Lucy had seen us loading our bags in the car, and was so worried that we were going to leave her again that she made SURE she was going to be in that car when we left.


----------



## ty823 (Feb 7, 2006)

Lucky's mom said:


> How funny! What a good girl Lucy was to stick around. The neighbors goldfish pond!!!!:bowl: I wonder what they thought about that.

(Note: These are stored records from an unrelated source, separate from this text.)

PR #651, opened 2026-04-27
chore: keplr evm

ivan-angjelkoski:
This pull request introduces support for the Keplr EVM wallet across the codebase, improves EVM network switching (including auto-adding unknown networks), and makes several related type and error handling improvements. The main changes are grouped below.

**Keplr EVM Wallet Integration:**

- Added support for the Keplr EVM wallet in the wallet strategy factory, allowing it to be used as an EVM wallet (`Wallet.KeplrEvm`) (`packages/wallets/wallet-strategy/src/strategy/index.ts`).
- Implemented detection and retrieval of the Keplr EVM provider from the browser window, updating type definitions and provider utility functions to support `window.keplr.ethereum` (`packages/wallets/wallet-base/src/types/provider.ts`, `packages/wallets/wallet-evm/src/strategy/utils/keplrEvm.ts`, `packages/wallets/wallet-evm/src/utils/index.ts`) [[1]](diffhunk://#diff-ec5f32bc0e63a1bd526253c0343149b19e3a38410795dba08e56a56d650edf34L16-R20) [[2]](diffhunk://#diff-ec5f32bc0e63a1bd526253c0343149b19e3a38410795dba08e56a56d650edf34R29) [[3]](diffhunk://#diff-523e12c70052fc77813420bf26cded7338b016ad95ddecf93fc7a6c51f13bbc0L47-R56) [[4]](diffhunk://#diff-25d1cef4a02249528340458942d97d7f7bf701010ce30bf107d0648273ffce61L3-R12) [[5]](diffhunk://#diff-25d1cef4a02249528340458942d97d7f7bf701010ce30bf107d0648273ffce61R54-R57).

**EVM Network Switching Improvements:**

- Enhanced the `updateEvmNetwork` function to automatically add a new EVM network to the wallet if it is not already present, using chain configuration from `getEvmChainConfig` (`packages/wallets/wallet-evm/src/utils/index.ts`).
- Added explicit configuration for the Injective Testnet EVM chain in `getEvmChainConfig` (`packages/wallets/wallet-base/src/utils/viem.ts`).

**Error Handling and Naming Consistency:**

- Updated the Keplr EVM exception class to use a more accurate class name and simplified error string cleanup logic (`packages/exceptions/src/exceptions/exceptions/KeplrEvmException.ts`).
- Generalized error handling in EVM wallet strategy to use the correct exception class (`packages/wallets/wallet-evm/src/strategy/strategy.ts`).

## Summary by CodeRabbit

* **New Features**
  * Keplr EVM wallet support (now integrated into the EVM wallet flow).
  * Explicit testnet EVM chain handling so testnet networks are recognized.

* **Bug Fixes**
  * Improved network switching: 30s timeout, event-aware flow, and automatic chain addition when needed.
  * Better signing error routing for clearer failures.
  * More reliable provider detection and simplified Keplr error messages.

### DIFF
--- a/packages/exceptions/src/exceptions/exceptions/KeplrEvmException.ts
+++ b/packages/exceptions/src/exceptions/exceptions/KeplrEvmException.ts
@@ -4,13 +4,10 @@ import { mapErrorMessage } from '../utils/maps.js'
 import type { ErrorContext } from '../types/index.js'
 
 const removeKeplrFromErrorString = (message: string): string =>
-  message
-    .replaceAll('Keplr', '')
-    .replaceAll('Keplr', '')
-    .replaceAll('Keplr:', '')
+  message.replaceAll('Keplr:', '').replaceAll('Keplr', '')
 
 export class KeplrEvmException extends ConcreteException {
-  public static errorClass: string = 'KeplrException'
+  public static errorClass: string = 'KeplrEvmException'
 
   constructor(error: Error, context?: ErrorContext) {
     super(error, context)
--- a/packages/wallets/wallet-evm/src/strategy/utils/keplrEvm.ts
+++ b/packages/wallets/wallet-evm/src/strategy/utils/keplrEvm.ts
@@ -44,7 +44,7 @@ function getKeplrEvmFromWindow() {
   const injectedProviderExist =
     typeof window !== 'undefined' &&
     (typeof $window.ethereum !== 'undefined' ||
-      typeof ($window as any).keplr?.ethereum !== 'undefined')
+      typeof $window.keplr?.ethereum !== 'undefined')
 
   // No injected providers exist.
   if (!injectedProviderExist) {
@@ -52,8 +52,8 @@ function getKeplrEvmFromWindow() {
   }
 
   // Keplr exposes its EVM provider via window.keplr.ethereum
-  if (($window as any).keplr?.ethereum) {
-    return ($window as any).keplr.ethereum as BrowserEip1993Provider
+  if ($window.keplr?.ethereum) {
+    return $window.keplr.ethereum
   }
 
   if ($window.ethereum?.isKeplr) {
--- a/packages/wallets/wallet-evm/src/strategy/utils/keplrEvm.ts
+++ b/packages/wallets/wallet-evm/src/strategy/utils/keplrEvm.ts
@@ -44,7 +44,7 @@ function getKeplrEvmFromWindow() {
   const injectedProviderExist =
     typeof window !== 'undefined' &&
     (typeof $window.ethereum !== 'undefined' ||
-      typeof $window.keplr?.ethereum !== 'undefined')
+      typeof ($window as any).keplr?.ethereum !== 'undefined')
 
   // No injected providers exist.
   if (!injectedProviderExist) {
@@ -52,8 +52,8 @@ function getKeplrEvmFromWindow() {
   }
 
   // Keplr exposes its EVM provider via window.keplr.ethereum
-  if ($window.keplr?.ethereum) {
-    return $window.keplr.ethereum
+  if (($window as any).keplr?.ethereum) {
+    return ($window as any).keplr.ethereum as BrowserEip1993Provider
   }
 
   if ($window.ethereum?.isKeplr) {
--- a/packages/wallets/wallet-evm/src/utils/index.ts
+++ b/packages/wallets/wallet-evm/src/utils/index.ts
@@ -1,10 +1,15 @@
 import { capitalize } from '@injectivelabs/utils'
 import { WalletException } from '@injectivelabs/exceptions'
-import { Wallet, isEvmBrowserWallet } from '@injectivelabs/wallet-base'
+import {
+  Wallet,
+  getEvmChainConfig,
+  isEvmBrowserWallet,
+} from '@injectivelabs/wallet-base'
 import { getRabbyProvider } from '../strategy/utils/rabby.js'
 import { getOkxWalletProvider } from '../strategy/utils/Okx.js'
 import { getBitGetProvider } from '../strategy/utils/bitget.js'
 import { getPhantomProvider } from '../strategy/utils/phantom.js'
+import { getKeplrEvmProvider } from '../strategy/utils/keplrEvm.js'
 import { getMetamaskProvider } from '../strategy/utils/metamask.js'
 import { getTrustWalletProvider } from '../strategy/utils/trustWallet.js'
 import type { EvmChainId } from '@injectivelabs/ts-types'
@@ -46,6 +51,10 @@ export const getEvmProvider = async (
       provider = (await getOkxWalletProvider()) as BrowserEip1993Provider
     }
 
+    if (wallet === Wallet.KeplrEvm) {
+      provider = (await getKeplrEvmProvider()) as BrowserEip1993Provider
+    }
+
     if (!provider) {
       throw new WalletException(
         new Error(`Please install ${capitalize(wallet)} Extension`),
@@ -75,23 +84,57 @@ export const updateEvmNetwork = async (wallet: Wallet, chainId: EvmChainId) => {
     )
   }
 
-  try {
-    const chainIdToHex = chainId.toString(16)
+  const chainIdToHex = `0x${chainId.toString(16)}`
 
+  try {
     return await Promise.race([
       provider.request({
         method: 'wallet_switchEthereumChain',
-        params: [{ chainId: `0x${chainIdToHex}` }],
+        params: [{ chainId: chainIdToHex }],
       }),
       new Promise<void>((resolve) =>
         provider.on('chainChanged', ({ chain }: any) => {
-          if (chain?.id === chainIdToHex) {
+          if (chain?.id === chainId.toString(16)) {
             resolve()
           }
         }),
       ),
     ])
-  } catch {
+  } catch (switchError: any) {
+    const errorCode =
+      switchError?.code ?? switchError?.data?.originalError?.code
+
+    if (errorCode === 4902) {
+      const chainConfig = getEvmChainConfig(chainId)
+
+      try {
+        const rpcUrl = chainConfig.rpcUrls?.default?.http?.[0]
+        const explorerUrl =
+          chainConfig.blockExplorers?.default?.url || undefined
+
+        await provider.request({
+          method: 'wallet_addEthereumChain',
+          params: [
+            {
+              chainId: chainIdToHex,
+              chainName: chainConfig.name,
+              nativeCurrency: chainConfig.nativeCurrency,
+              rpcUrls: rpcUrl ? [rpcUrl] : [],
+              blockExplorerUrls: explorerUrl ? [explorerUrl] : undefined,
+            },
+          ],
+        })
+
+        return
+      } catch {
+        throw new WalletException(
+          new Error(
+            `Failed to add ${chainConfig.name} network to ${capitalize(wallet)}`,
+          ),
+        )
+      }
+    }
+
     throw new WalletException(
       new Error(`Please update your ${capitalize(wallet)} network`),
     )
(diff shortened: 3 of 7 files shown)


packages/wallets/wallet-evm/src/utils/index.ts
```diff
@@ -75,23 +84,57 @@ export const updateEvmNetwork = async (wallet: Wallet, chainId: EvmChainId) => {
...
+        params: [{ chainId: chainIdToHex }],
       }),
       new Promise<void>((resolve) =>
         provider.on('chainChanged', ({ chain }: any) => {
-          if (chain?.id === chainIdToHex) {
+          if (chain?.id === chainId.toString(16)) {
             resolve()
           }
         }),
       ),
```
ivan-angjelkoski: ⚠️ **Potential issue — `chainChanged` listener never resolves and leaks on every call**

The `Promise.race` here registers a `chainChanged` listener that can't fire as written:

1. EIP-1193 emits `chainChanged` with the chain ID as a hex string directly (`"0x59f"`), not an object. Destructuring `({ chain }: any)` makes `chain` `undefined`, so `chain?.id === chainId.toString(16)` is always `false` and the inner `Promise` never resolves.
2. Even if the payload were an object, the comparison strips the `0x` prefix from one side (`chainId.toString(16)`) but the wallet emits it with the prefix.
3. The listener is added with `provider.on(...)` but never removed — every call to `updateEvmNetwork` adds a new listener that lives forever.

In practice the race resolves only via `wallet_switchEthereumChain`, but the leaked listener accumulates. Compare with the working pattern in `strategy.ts addEvmNetwork` (lines 467-485) which uses `(newChainId: string) => ...`, compares with `0x` prefix case-insensitively, and cleans up via `removeListener` + `clearTimeout`.

<details>

```suggestion
      new Promise<void>((resolve) => {
        const handleChainChanged = (newChainId: string) => {
          if (
            typeof newChainId === 'string' &&
            newChainId.toLowerCase() === chainIdToHex.toLowerCase()
          ) {
            provider.removeListener('chainChanged', handleChainChanged)
            resolve()
          }
        }

        provider.on('chainChanged', handleChainChanged)
      }),
```

</details>

<details>

```

In `@packages/wallets/wallet-evm/src/utils/index.ts` around lines 95 - 101,
the `chainChanged` listener inside the `Promise.race` is unreachable: it
destructures `({ chain }: any)` but EIP-1193 emits the chain ID as a hex
string directly, and it compares to `chainId.toString(16)` (no `0x`) while
wallets emit the prefixed form. The listener is also never removed, leaking
on every call. Replace the listener with `(newChainId: string) => ...`,
compare case-insensitively against `chainIdToHex`, and call
`provider.removeListener('chainChanged', handleChainChanged)` once it
resolves — mirror the cleanup pattern already used in
`strategy.ts addEvmNetwork` around lines 467 - 485.
```

</details>

packages/wallets/wallet-evm/src/utils/index.ts
```diff
@@ -75,23 +84,57 @@ export const updateEvmNetwork = async (wallet: Wallet, chainId: EvmChainId) => {
...
+        })
+
+        return
+      } catch {
+        throw new WalletException(
+          new Error(
+            `Failed to add ${chainConfig.name} network to ${capitalize(wallet)}`,
+          ),
+        )
+      }
```
ivan-angjelkoski, line 150: 🛠️ **Refactor suggestion — preserve the underlying error when `wallet_addEthereumChain` fails**

The bare `catch {` swallows the original error from `provider.request(...)`, so users (and Sentry) only see `Failed to add ${chainConfig.name} network to ${capitalize(wallet)}` with no clue why. Common failure modes (user rejected, malformed `nativeCurrency`, RPC unreachable, EIP-3085 validation error) all collapse to the same string. Capture the error and propagate its message so the surface error is debuggable.

<details>

```suggestion
      } catch (addError: any) {
        throw new WalletException(
          new Error(
            `Failed to add ${chainConfig.name} network to ${capitalize(
              wallet,
            )}: ${addError?.message ?? 'unknown error'}`,
          ),
        )
      }
```

</details>

<details>

```

In `@packages/wallets/wallet-evm/src/utils/index.ts` around lines 129 - 135,
the bare `catch {` discards the underlying error from
`wallet_addEthereumChain`, so all add-chain failures surface as the same
generic message. Bind the error (`catch (addError: any)`) and append
`addError?.message ?? 'unknown error'` to the WalletException message so
EIP-3085 validation errors, user rejection, and RPC failures stay
distinguishable in logs and UI.
```

</details>

ivan-angjelkoski (commented):
## Review summary

Four findings, focused on the new `updateEvmNetwork` flow plus one regression-watch:

- **Critical** — `updateEvmNetwork`'s `chainChanged` listener can never fire (wrong EIP-1193 payload shape, missing `0x` prefix on the comparison) and is never removed, leaking on every call.
- **Medium** — The nested `catch {` after `wallet_addEthereumChain` discards the underlying error, collapsing every add-chain failure (user rejection, malformed `nativeCurrency`, RPC unreachable) into the same generic message.
- **Medium** — `rpcUrls: rpcUrl ? [rpcUrl] : []` lets an empty array reach the wallet, which violates EIP-3085 and produces an opaque wallet error masked by the generic catch above.
- **Verification** — `KeplrEvmException.errorClass` is renamed from `'KeplrException'` to `'KeplrEvmException'`. Semantically correct, but the value flows into `Error#name`, so any consumer matching on `'KeplrException'` (UI banners, Sentry tags, telemetry) silently stops matching once this ships.

Security and performance lenses turned up no findings beyond the listener leak above.

**Positives:** the `removeKeplrFromErrorString` ordering fix (running `Keplr:` before `Keplr`) is a clean correctness improvement; the typed `WindowWithEip1193Provider.keplr` field replaces a stack of `($window as any)` casts in `keplrEvm.ts` and is the right shape; routing `EvmWallet.signEip712TypedData`'s catch through `this.EvmWalletException(...)` brings KeplrEvm in line with the other EVM wallets; and the `Wallet.KeplrEvm` strategy-factory case slots cleanly into the existing EVM switch.

packages/wallets/wallet-evm/src/utils/index.ts
```diff
@@ -75,23 +84,57 @@ export const updateEvmNetwork = async (wallet: Wallet, chainId: EvmChainId) => {
...
+          chainConfig.blockExplorers?.default?.url || undefined
+
+        await provider.request({
+          method: 'wallet_addEthereumChain',
+          params: [
+            {
+              chainId: chainIdToHex,
+              chainName: chainConfig.name,
+              nativeCurrency: chainConfig.nativeCurrency,
+              rpcUrls: rpcUrl ? [rpcUrl] : [],
```
ivan-angjelkoski, line 137: 🛠️ **Refactor suggestion — empty `rpcUrls` array violates EIP-3085 and surfaces as a confusing wallet error**

`rpcUrls: rpcUrl ? [rpcUrl] : []` defends against `chainConfig.rpcUrls?.default?.http?.[0]` being undefined, but EIP-3085 (and every wallet implementation that follows it) requires `rpcUrls` to be a **non-empty** array. If the lookup falls through, the wallet rejects the request with an opaque message that surfaces via the catch block above as `Failed to add … network to …`, masking the real cause.

Better to fail fast with a clear message before calling the provider — that way the caller and any error tracking pipeline get a precise diagnosis rather than a generic add-chain failure.

<details>

```suggestion
      try {
        const rpcUrl = chainConfig.rpcUrls?.default?.http?.[0]
        const explorerUrl =
          chainConfig.blockExplorers?.default?.url || undefined

        if (!rpcUrl) {
          throw new WalletException(
            new Error(
              `Cannot add ${chainConfig.name} to ${capitalize(
                wallet,
              )}: no RPC URL configured for chainId ${chainId}`,
            ),
          )
        }

        await provider.request({
          method: 'wallet_addEthereumChain',
          params: [
            {
              chainId: chainIdToHex,
              chainName: chainConfig.name,
              nativeCurrency: chainConfig.nativeCurrency,
              rpcUrls: [rpcUrl],
              blockExplorerUrls: explorerUrl ? [explorerUrl] : undefined,
            },
          ],
        })

        return
```

</details>

<details>

```

In `@packages/wallets/wallet-evm/src/utils/index.ts` around lines 110 - 128,
the `wallet_addEthereumChain` payload passes `rpcUrls: rpcUrl ? [rpcUrl] : []`
which lets an empty array reach the wallet — EIP-3085 requires a non-empty
array, and wallets reject the call with an opaque error that the surrounding
catch then re-wraps as the generic 'Failed to add … network'. Add an
explicit guard before the request: when `rpcUrl` is falsy throw a
`WalletException` with a message that names the chain and chainId so the
real cause is visible. Then pass `rpcUrls: [rpcUrl]` unconditionally.
```

</details>

packages/exceptions/src/exceptions/exceptions/KeplrEvmException.ts
```diff
@@ -4,13 +4,10 @@ import { mapErrorMessage } from '../utils/maps.js'
...
 const removeKeplrFromErrorString = (message: string): string =>
-  message
-    .replaceAll('Keplr', '')
-    .replaceAll('Keplr', '')
-    .replaceAll('Keplr:', '')
+  message.replaceAll('Keplr:', '').replaceAll('Keplr', '')
 
 export class KeplrEvmException extends ConcreteException {
-  public static errorClass: string = 'KeplrException'
+  public static errorClass: string = 'KeplrEvmException'
```
ivan-angjelkoski, line 10: 🔎 **Verification needed — `KeplrEvmException.errorClass` rename is observable to consumers**

`errorClass` flips from `'KeplrException'` to `'KeplrEvmException'`. The class itself is `KeplrEvmException`, so the new value is semantically correct, but `parse()` calls `this.setName(KeplrEvmException.errorClass)` so the rename also changes the resulting `Error#name`. Any downstream code that switches on `error.name === 'KeplrException'` (UI error banners, Sentry tag rules, telemetry filters) will silently stop matching once this ships.

Worth confirming:
1. No consumer code (Helix, true-current, hub, bridge, fe-server) keys off `'KeplrException'` for KeplrEvm errors.
2. If this is the intended fix for the prior misnaming, callers should be updated together — and the rename should be flagged in the changelog so internal teams aren't surprised.

No committable change here — just confirm the blast radius before merging.

<details>

```

In `@packages/exceptions/src/exceptions/exceptions/KeplrEvmException.ts`
around line 10, `errorClass` was renamed from 'KeplrException' to
'KeplrEvmException', which is propagated to `Error#name` via `setName` in
`parse()`. Search the consuming repos (injective-helix, injective-true-current,
injective-hub, injective-bridge, injective-fe-server) for string matches on
'KeplrException' and confirm none of them branch on the old name; if any
do, update them in lockstep. Add a note to the changelog so app teams
relying on `error.name` are aware the wire value changed.
```

</details>

packages/wallets/wallet-evm/src/strategy/utils/keplrEvm.ts
```diff
@@ -44,16 +44,16 @@ function getKeplrEvmFromWindow() {
...
   // No injected providers exist.
   if (!injectedProviderExist) {
     return
   }
 
   // Keplr exposes its EVM provider via window.keplr.ethereum
-  if (($window as any).keplr?.ethereum) {
-    return ($window as any).keplr.ethereum as BrowserEip1993Provider
+  if ($window.keplr?.ethereum) {
+    return $window.keplr.ethereum
```
ThomasRalee: Lets do this for consistency:
```
return ($window as any).keplr.ethereum as BrowserEip1993Provider
```

packages/wallets/wallet-evm/src/strategy/utils/keplrEvm.ts
```diff
@@ -44,16 +44,16 @@ function getKeplrEvmFromWindow() {
   const injectedProviderExist =
     typeof window !== 'undefined' &&
     (typeof $window.ethereum !== 'undefined' ||
-      typeof ($window as any).keplr?.ethereum !== 'undefined')
+      typeof $window.keplr?.ethereum !== 'undefined')
```
ThomasRalee: Let's use this for consistency:

` typeof ($window as any).keplr?.ethereum !== 'undefined') `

When I was going around returning all the neighbors toys, I asked the people that were home if they had seen her at all and they all said no, including the people with the pond. I didn't tell them that she had been using it as her pool


----------



## Brandy's Mom (Oct 5, 2005)

You were very lucky! Lucy sounds like she's one smart lady. But I'd be concerned about allowing her to run around outside without supervision. Just this summer, I've read about at least 4 dogs who were hit and killed by cars.


----------



## ty823 (Feb 7, 2006)

My parents don't really live by a street, the houses in their neighborhood all have long gravel lanes. Its kind of hard to explain, but I'm not too worried about her getting in the street. 
As far as our house goes, I pretty much have her trained not to go in the street unless she is on a leash. We can be playing fetch and if I throw the ball in the street, she'll stop on the edge of the grass and won't go get it. She'll even be chasing a rabbit and stop dead in her tracks when she reaches the street. This training goes out the window though whenever she sees her friends Wrigley or Boomer walking by . Other dogs don't even tempt her.
And Luckily, we live in a very quite part of town with 4-way stop signs on our corner so the traffic is really slow and light.


----------



## Tianna0423 (Mar 21, 2006)

ty823 said:


> It was hard to be mad at her though.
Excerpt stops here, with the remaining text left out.